We implement reasonable technical and organizational measures designed to protect Customer Data. No method of transmission or storage is fully secure, and you accept the inherent risks of online systems.

Disclaimers

To the maximum extent permitted by law, the Service is provided “as is” and “as available.” We disclaim warranties of merchantability, fitness for a particular purpose, and non-infringement.

We do not guarantee uninterrupted operation, error-free performance, or that messages will be delivered (delivery can be affected by carriers, spam filters, third-party providers, and End User devices).

Limitation of liability

To the maximum extent permitted by law:

  • We are not liable for indirect, incidental, special, consequential, or punitive damages, or loss of profits, revenue, goodwill, or data.
  • Our total liability for all claims related to the Service is limited to the fees paid by Customer for the Service in the 12 months before the event giving rise to the claim (or EUR [X], whichever is greater).
  • Nothing in these Terms limits liability that cannot be limited under mandatory law.

Indemnification

By Customer: Customer will defend, indemnify, and hold harmless WaitQ (Azor Studio) from third-party claims arising from:

  • Customer Data or message content,
  • Customer’s failure to obtain consent or honor opt-outs,
  • Customer’s breach of these Terms,
  • Customer’s unlawful or negligent use of the Service.

By WaitQ (optional B2B clause): We will defend and indemnify Customer from third-party claims alleging the Service infringes IP rights, provided Customer promptly notifies us and cooperates. Our obligations may include modifying/replacing affected functionality or terminating and refunding prepaid unused fees.

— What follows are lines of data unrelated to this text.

PR #67, opened 2020-01-13
Add japanese support to KH2 Text Editor

Xeeynamo:


Rikux3:
Support for special characters like `XI` or `III` isn't implemented right?

Xeeynamo:
That is a really strong point. There is no support for those characters. I will fix it in few hours.

Xeeynamo:
Are there not III, XI and XII in the JP font, am I right?

Rikux3:
Doesn't look like it . I've attached the whole font map.

Vladabdf:
I spotted III in the provided image. Fourth row, center-right.

Rikux3:
@Vladabdf The characters in the first "block" (top-left) are interpreted as strings, so these are already implemented.

Xeeynamo:
Done!

Rikux3:
Opening text 1447 in sys.bar results in a crash in JapaneseSystemEncoder.cs::AppendEncodedChar
grafik

Rikux3:
`XIII` also appears to render wrong

grafik

Xeeynamo:
I swear that now is working 👀

Rikux3:
I'm okay with that. The progress made in this branch is already big enough.

PR #83, opened 2020-02-24
BBS CTD and Font support

Xeeynamo:
This pull request adds the code to parse and save a CTD, plus read support for BBS fonts and a bare bone text editor. It also allow the Image Viewer app to load and display the content of a font file.

The CTD parser is complete and the docs too. There are few unknown fields and unexplained logics that the game uses (like chaining multiple dialogs for a NPC). Also the CTD editor uses the CTD layout correctly, but it does not allow to modify it. Same for the font editing functionality built-in, where there is no Save support for write back the changes to a font file.

Editing the dialogs is fully supported and the Layout is almost fully documented too, so it will be quite straightforward to add that functionality in the editor in a second iteration.

Japanese text can not be rendered too as a similar functionality on KH2 Text Editor needs to be implemented as well.

I will create issues for anyone of those missing features, so anyone can pick them up at any time.


Xeeynamo:
I created the following issues for the optional unfinished matters that this pull request does not cover: https://github.com/Xeeynamo/OpenKh/issues/84 https://github.com/Xeeynamo/OpenKh/issues/85 https://github.com/Xeeynamo/OpenKh/issues/86 https://github.com/Xeeynamo/OpenKh/issues/87

PR #95, opened 2020-05-07
Objentry additions

Rikux3:
Updated some previous unknown fields and the documentation


Rikux3:
`[Description]` and `[Description("")]` show the same in the UI = an empty string. It seems that the Attribute isn't using the enum name as a fallback. I have removed the empty descriptions nevertheless because they looked ugly.

I didn't like the way i've implemented the `Clone` function before, because it didn't recognize changes in the structure of the object. I've also thought about implementing the `IClonable` interface but in the end i've liked the Reflection approach better (although it can have side effects).

Xeeynamo:
Looks good 👍

PR #101, opened 2020-05-15
OpenKH Engine (placeholder)

Xeeynamo:
So far, this is the biggest pull request of the project.

I added `OpenKh.Game` project, a MonoGame executable that uses the various library to "simulate" Kingdom Hearts II game engine. Let's go through the features:

* IDX/IMG reading: can load game assets from `KH2.IDX` and `KH2.IMG`. If you want to make it working from the extracted content, unpack the game there.
* Region detection: checks the existence of `menu/{region}/title.2ld` to understand from which region the game belongs to. Useful to load any language asset from any PS2 game build.
* Title Screen support: can navigate through it. When you select an option, it will take you into a map. The graphics might be buggy on non-FM versions of the game.
* Map support: Use W/S and arrow keys to navigate through the map.
* Debug support: Press TAB to access to the in-game debug functionalities. Press Left and Right to scroll through the menu. L is CIRCLE, K is CROSS.
* Font and message: The game loads the font table and `sys.bar`, printing text as close as possible as the game does. Note that the encoding used is from the international version, meaning that the text will be random if you load JP or un-patched FM builds.
* Objentry support: detect all the game models and loads some of them without problems. Thanks to @Rikux3 .
* `place.bin`: show all the map names.
* 00battle/03system: it's loading part of those files. Thanks to @Rikux3 .

Now, **before accepting this pull request**, there are some refactors I want to perform to consolidate the code between the tools and the game engine. Doing so, they will share the same code.

Also, since I never understood how VIF works, I shamelessly copied @kenjiuno code to unpack them. I would like to properly refactor and document that portion of code, but I have no idea where to start. If he approves to use its code here, then I would say to ignore this issue for now. Keji code can be found in `OpenKh.Engine/Parsers/Kddf2`.

image
image
image


Vladabdf:
I'm loving how well this is turning out and I'm testing every few commits to make sure nothing breaks. I haven't reviewed + accepted the merge request yet though because as you said, biggest pull request yet, so we gotta make sure it's juicy enough to include in master. :sunglasses:

PR #843, opened 2023-08-06
Implement Texture and Mesh Order Switching

Joe-Degler:
Allows the user to change the order of meshes and textures (but not texture animations) of an mdlx file. Keeps Texture & Texture Animation associations in order, so that the .tim file stays valid (as far as my testing could tell).

Foreword: It's been ages since I wrote C#, and I never have written much WPF to begin with.

image
image

For Textures, switching order is as simple as changing the order of the `TextureModel` and adjusting a couple indexes.

For Meshes, this is more complicated. For some reason I don't quite understand, messing with the `Mesh` order causes the file to become corrupt when saved as MDLX - the file cannot be opened in other viewers or used in the game (the game crashes). 

Luckily, when we export the modified mdlx as fbx and reimport the same fbx, the model is now exportable as a valid mdlx. So internally, we do exactly that when switching the order. We do have to take a middle step and store it in an temporary file, because apparently during the export process the `scene` still gets modified in a way necessary to make it not corrupted. 

In the future if we figure out why the mdlx is corrupt when the mesh order is changed, we can get rid of this ugly process.

I'm a bit strapped for time, so I just reused the settings menu of the Import Window right now, but if anybody has better ideas how to do this, feel free to suggest or implement.

### DIFF
--- a/OpenKh.Tools.Kh2MdlxEditor/Views/Main_Window.xaml.cs
+++ b/OpenKh.Tools.Kh2MdlxEditor/Views/Main_Window.xaml.cs
@@ -120,7 +120,8 @@ namespace OpenKh.Tools.Kh2MdlxEditor.Views
                     contentFrame.Content = new ModelFile_Control(mainWiewModel.ModelFile);
                     break;
                 case Bar.EntryType.ModelTexture:
-                    contentFrame.Content = new TextureFile_Control(mainWiewModel.TextureFile);
+                    // TODO the second parameter should be the texture file, but it's not available here. 
+                    contentFrame.Content = new TextureFile_Control(mainWiewModel.TextureFile, null);
                     break;
                 case Bar.EntryType.ModelCollision:
                     contentFrame.Content = new Collision_Control(mainWiewModel.CollisionFile);
--- a/OpenKh.Tools.Kh2MdlxEditor/Views/Model_Control.xaml
+++ b/OpenKh.Tools.Kh2MdlxEditor/Views/Model_Control.xaml
@@ -39,12 +39,13 @@
         <Grid Grid.Column="2" Background="#202020">
             <Grid.RowDefinitions>
                 <RowDefinition Height="*" />
+                <RowDefinition Height="Auto" />
                 <RowDefinition Height="2" />
                 <RowDefinition Height="*" />
             </Grid.RowDefinitions>
             
             <!-- Meshes -->
-            <ListView Grid.Row="0" ItemsSource="{Binding Groups}" Background="#1d1d1d" Foreground="White">
+            <ListView Name="LV_Meshes" Grid.Row="0" ItemsSource="{Binding Groups}" Background="#1d1d1d" Foreground="White">
                 <ListView.Resources>
                     <Style TargetType="GridViewColumnHeader">
                         <Setter Property="Visibility" Value="Collapsed" />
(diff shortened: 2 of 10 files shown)


OpenKh.Tools.Kh2MdlxEditor/Views/Main_Window.xaml.cs
```diff
@@ -120,7 +120,8 @@ public void openBarEntry(Bar.Entry barEntry)
                     contentFrame.Content = new ModelFile_Control(mainWiewModel.ModelFile);
                     break;
                 case Bar.EntryType.ModelTexture:
-                    contentFrame.Content = new TextureFile_Control(mainWiewModel.TextureFile);
+                    // TODO the second parameter should be the texture file, but it's not available here. 
+                    contentFrame.Content = new TextureFile_Control(mainWiewModel.TextureFile, null);
```
Joe-Degler, line 124: This file might be deprecated entirely? Everything seems to use Main2.

OpenKh.Tools.Kh2MdlxEditor/Views/Model_Control.xaml
```diff
@@ -84,9 +85,20 @@
...
+            <DockPanel Grid.Row="1">
+                <!-- Buttons to reorder the meshes -->
+                <Button DockPanel.Dock="Right" Margin="5" HorizontalAlignment="Right" Width="40" Height="25" Click="Mesh_MoveDown"
+                        ToolTip="Move the selected mesh up. This uses an fbx export and import behind the scenes, make sure the settings in `File > Import > Replace Mesh...` are correct." >
+                    \/
+                </Button>
+                <Button DockPanel.Dock="Right" Margin="5" HorizontalAlignment="Right" Width="40" Height="25" Click="Mesh_MoveUp" 
+                        ToolTip="Move the selected mesh down. This uses an fbx export and import behind the scenes, make sure the settings in `File > Import > Replace Mesh...` are correct." >
+                    /\
+                </Button>
```
Joe-Degler, line 97: Would be cooler if it was drag&drop instead. The switcher is offset based, so it certainly would be possible.

osdanova:
I'm seeing a couple of things I don't like very much (Using main as main's constructor and having to create an fbx file and read it to reorder the meshes). Let's see if we can fix the reordering first and then it'll be much cleaner :)

osdanova:
I've been testing this PR myself and it works. Due to how the PS2/KH2 works, you can't simply reorder the meshes, since they are loaded contiguously in memory, thus reordering requires remaking the whole model from scratch. I've tried doing so myself and I haven't been successful, I have no idea of what exactly is not working in the building process. The next best thing is creating an fbx and then reading it, which is what this PR does.
Since the version in the PR works and we have nothing better I think this is alright.

NOTE: This process creates a temp file for the FBX, I'm not sure what happens with it but I think we should be deleting it after use right? That's the only change I think we need in this PR.

shananas:
If this does make a temp FBX and never delete it then yeah it definitely should be tracked and deleted afterwards. I'd Assume its in a temp folder in appdata (new one each time usually).

Joe-Degler:
While I was using my tool for other models (in this case Roxas), I came into trouble with bitmap imaging screwing up the colors still. I figure this approach isn't good enough for the textures as well, and might also require fbx exporting and reimporting.

I've had more success using https://github.com/BobbyAnguelov/FbxFormatConverter to convert a blender .fbx to ascii (and then back to binary), going to `Object connections` and reordering the meshes manually.

Texture order in MDLXViewer is determined by which order the meshes appear in `Object connections` - And I don't know what exactly causes blender to determine in what order they're exported (It's definitely not name, it's some internal ID). 

With that method I've had 0 problems making things work.

Just some food for thought, I'll revisit this if it's still necessary (and not covered by the other tool @osdanova posted about in Discord).

PR #844, opened 2023-08-07
Fix png loader of OpenKh.Imaging.PngImage

kenjiuno:
Fix png loader of OpenKh.Imaging.PngImage: crash when tRNS (transparency or alpha) chunk is missing on indexed image.

`OpenKh.Tools.ImageViewer` is one of affected tools.

2023-08-07_09h47_43


Vladabdf (approved):
Thank you for the fix!

PR #858, opened 2023-08-31
Mod Manager Lua engine integration and Presets

shananas:
Adds Presets and Lua Engine integration.
When saving a new preset you will need to restart mod manager for the preset to show under Load Presets. If you save a preset with the same name as one that already exists it will override it and a restart will not be necessary. If you try to include characters in the name that windows does not let be in a filename it will automatically be replaced by +.

Adds an install Lua Engine option into the setup wizard if you chose PC version. Can either download and configure Lua Engine to automatically load scripts installed in Mod Manager. Or if you have it installed already can locate where Lua Engine is installed and use it from there and configure it to load scripts from Mod Manager. 
Can also install a Lua Script directly into mod manager as an easy way to enable or disable them.
image
When you install a script it will generate a mod.yml based on MetaData in the Lua or using defaults. The script will be copied to be in `mod/"chosen game"/scripts` which the Lua Engine configuration step in the setup wizard will set it so Lua Engine can load scripts from there. If you have Lua Engine installed either through Mod Manager or by selecting where you installed it and use Build and Run or Run only it will load the game and then load start Lua Engine.

Taken from osdanovas PR to my fork.
Changes the presets to its own menu. Backend remains mostly the same.
266825917-7eaac0ef-ba31-428d-9c83-8c068b5a1a1f


osdanova:
I haven't messed around with presets but I don't think the basic structure for them is ready.

1. Reloading the app is unnecessary, simply assign the MenuItem's ItemSource to an ObservableList<MenuItem> in the ViewModel. Then, when the app loads, initialize and fill the list and whenever a new preset is saved add to that list.

Presets

2. I do not think not being able to remove presets is acceptable.

TopazTK (changes requested):
Please add a way to remove presets.

shananas:
Delete confirmation Box. everything else thanks to osdanova
image

TopazTK (approved):

TopazTK:
LGTM!

shananas:
Back to draft until Lua Engine and common Lua scripts work nicely together

TopazTK:
I am happy with the state of the current LuaEngine, but give time for 1-2 more releases.

PR #859, opened 2023-09-01
Auto Update toggle added to info menu in Mod Manager.

shananas:
When checked/true Mod Manager will update all installed mods on startup if there are any updates found.

image


shananas:
> Looks great. However, could you make it say "Auto update mods" just to be a little more clear about what's being updated?

Done

Vladabdf (approved):
Much appreciated

PR #861, opened 2023-09-03
Panacea: Fixing Gummi crash, implementing BASS_VGMStream for KH2 titl…

MainMemory:
…e/results/gummi music.

I did not modify the build process at all. All the DLL files in the OpenKh.Research.Panacea/Dependencies folder need to be copied to the build, as well as being copied into the game's folder alongside the Panacea DLL (DBGHELP.DLL).

PR #862, opened 2023-09-04
Mod Manager update for new panacea 

shananas:
with error handling to prevent a partial panacea install causing the game to crash.

If Panacea is missing files it will remove Panacea and any partially installed dlls and you will be unable to use the mod loader. Otherwise install works normally. Checksum is still only calculated for Panacea not these dlls.
image

this adds an additional 13 dlls that Panacea needs to the game install folder. The remove command will remove all 13 + Panacea dlls


shananas:
Merge this before #861 then merge #861 right after. This way if someone downloads the build from this merge it has error handling. If done the other way and user installs from the Panacea merged release the game will crash.

Vladabdf (approved):
Awesome! Thank you!

PR #868, opened 2023-09-09
UV mapping fix

osdanova:
In WPF texture UVs (Which go from 0 to 1) take 1 as the highest value in the mapping list, meaning meshes that don't have UVs that go from 0 to 1 would render incorrectly (Thanks WPF)
Whenever the model is rendered in WPF a couple of dummy vertices are added with UVs 0,0 and 1,1 so the mapping scales correctly, which fixes the issue. Now all models should be rendered accurately.

image

image


Oathseeker:
Test0
Test1
Test2


I can confirm that the UV issue is fixed, the model preview shows correctly in both the mdlx editor and obj editor, where as before the preview was broken as shown in a previous version of the tool.

Oathseeker (approved):
UV mapping is working correctly, verified it with older release vs newer release.
Test0
Test1
Test2

shananas (approved):

PR #872, opened 2023-09-11
Add a way to add Sprites in the Layout Editor [SEQUENCE]

TopazTK:
Because I need it, too.


TopazTK:
Added a way to fix UV animations whilst on it.

Vladabdf (approved):
My precious layout editor has reached a new peak. Godspeed to ya, and thanks for the contribution

PR #876, opened 2023-09-12
Gives user the option to overwrite old mod install.

shananas:
In case it partially installed or has been edited and they want to install fresh. They do not have to remove the mod then install can just reinstall. Very helpful if a partial mod install happened because sometimes the mod didn't show up in mod manager so you had to go into the `mods` folder and delete it.

Zip
image
GitHub
image
No Click
image

Yes proceeds like normal after deleting the old mod install.


TopazTK (approved):
Based.

PR #878, opened 2023-09-14
Try to fix #877

### LINKED ISSUE #877: [BUG] - Newly added sprites in Tools.LayoutEditor crash the program when deleted
**OpenKH Build**
643

**OpenKH Program**
OpenKH.Tools.LayoutEditor 

**Describe the Bug**
Adding sprites in the sprite editor function as intended, however deleting said new sprites causes the program to crash with no error. 

**To Reproduce**
1. Open program
2. Open sprite editor sub-window 
3. Click the arbitrarily unlabeled `+` button near the top of the window to add a new sprite
4. Select the new sprite index
5. Click the arbitrarily unlabeled `-` button near the top of the window to delete the currently selected (new) sprite
6. Cry after program has crashed and progress potentially lost

**Expected behavior**
The sprite should be deleted and the selected sprite index should reverse by 1 or move forward by 1 if none behind. 

**Additional context**
I cannot currently test, however I believe I know the cause of the crash. When deleting an existing sprite, every sprite with a higher index is moved down by 1 place and the program then reads the information about that next sprite. When the newly added sprite is deleted, there is nothing to decrease the index # by, and therefore no information to read.

**Potential fix**
Upon a sprite being selected, the program should check in the background to see if there is a sprite both ahead and behind in the index. If one is located, upon deletion the selected index should move that direction to avoid the crash. If none is detected, do not allow the sprite to be deleted.

TopazTK:
Fixes #877

### DIFF
--- a/OpenKh.Tools.LayoutEditor/Dialogs/SpriteEditDialog.cs
+++ b/OpenKh.Tools.LayoutEditor/Dialogs/SpriteEditDialog.cs
@@ -59,11 +59,14 @@ namespace OpenKh.Tools.LayoutEditor.Dialogs
                 DrawCropAtlasTexture();
             }
 
-            if (ImGui.Button("+"))
+            if (ImGui.Button("Add Sprite"))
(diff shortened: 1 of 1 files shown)


Vladabdf (approved):
Perfect. Thank you very much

Suspension and termination

We may suspend access immediately if we reasonably believe:

  • Your use violates these Terms or applicable law,
  • Your activity risks harm to the Service, providers (BulkGate/Resend), other customers, or End Users,
  • We are required to do so by law.

Either party may terminate for material breach if not cured within 15 days after written notice (except where immediate termination is justified).

Data export, retention, and deletion

Upon termination, we will provide a reasonable opportunity (e.g., 30 days) for Customer to export Customer Data if technically feasible and if the account is in good standing.

After that period, we will delete or anonymize Customer Data in accordance with our retention policy and legal obligations.

Changes to the Service or Terms

We may change the Service and update these Terms from time to time. Best practices for updating terms include providing notice and stating an effective date for changes. If changes materially reduce your rights, we will provide reasonable notice (e.g., email or in-app notice) and identify the effective date.

Continuing to use the Service after the effective date means you accept the updated Terms.

Governing law and jurisdiction

These Terms are governed by the laws of Portugal. The courts of Ponta Delgada have jurisdiction, without prejudice to mandatory consumer protection rules where applicable.